TASK:
Reproduce, without any change, the span of lines from the opening of the records below to the line containing "first, map, tap", inclusive.

SOURCE MATERIAL:
::::::::::

PR #350, opened 2021-12-08
feat(auth): Add OAuth redirect authentication

jan-law:
Related https://github.com/cryostatio/cryostat/issues/717

This PR redirects users to the OpenShift Container Platform login page and authenticates users with the resulting access token. A follow-up PR is needed to implement the logout feature.

### DIFF
--- a/src/app/Shared/Services/Login.service.tsx
+++ b/src/app/Shared/Services/Login.service.tsx
@@ -36,7 +36,7 @@
  * SOFTWARE.
  */
 import { Base64 } from 'js-base64';
-import { combineLatest, Observable, ObservableInput, of, ReplaySubject } from 'rxjs';
+import { combineLatest, Observable, ObservableInput, of, ReplaySubject, throwError } from 'rxjs';
 import { fromFetch } from 'rxjs/fetch';
 import { catchError, concatMap, debounceTime, distinctUntilChanged, first, map, tap } from 'rxjs/operators';
 import { SettingsService } from './Settings.service';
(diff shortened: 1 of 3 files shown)


andrewazores:
I inverted the depends-on relationship between this PR and the Cryostat backend PR.

src/app/Shared/Services/Login.service.tsx
```diff
@@ -80,14 +80,19 @@ export class LoginService {
   }
 
   queryAuthMethod(): void {
+    console.log("querying auth method")
```
andrewazores, line 83: I think this can be removed, right?

src/app/Shared/Services/Login.service.tsx
```diff
@@ -182,12 +196,30 @@ export class LoginService {
...
+    // cached in the oauth server, thus redirecting users to the login page
+    this.queryAuthMethod();
   }
 
   setSessionState(state: SessionState): void {
     this.sessionState.next(state);
   }
 
+  private getTokenFromUrlFragment(): string {
+    var matches = location.hash.match(new RegExp('access_token'+'=([^&]*)'));
```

::::::::::

RESULT OF THE TASK:
PR #350, opened 2021-12-08
feat(auth): Add OAuth redirect authentication

jan-law:
Related https://github.com/cryostatio/cryostat/issues/717

This PR redirects users to the OpenShift Container Platform login page and authenticates users with the resulting access token. A follow-up PR is needed to implement the logout feature.

### DIFF
--- a/src/app/Shared/Services/Login.service.tsx
+++ b/src/app/Shared/Services/Login.service.tsx
@@ -36,7 +36,7 @@
  * SOFTWARE.
  */
 import { Base64 } from 'js-base64';
-import { combineLatest, Observable, ObservableInput, of, ReplaySubject } from 'rxjs';
+import { combineLatest, Observable, ObservableInput, of, ReplaySubject, throwError } from 'rxjs';
 import { fromFetch } from 'rxjs/fetch';
 import { catchError, concatMap, debounceTime, distinctUntilChanged, first, map, tap } from 'rxjs/operators';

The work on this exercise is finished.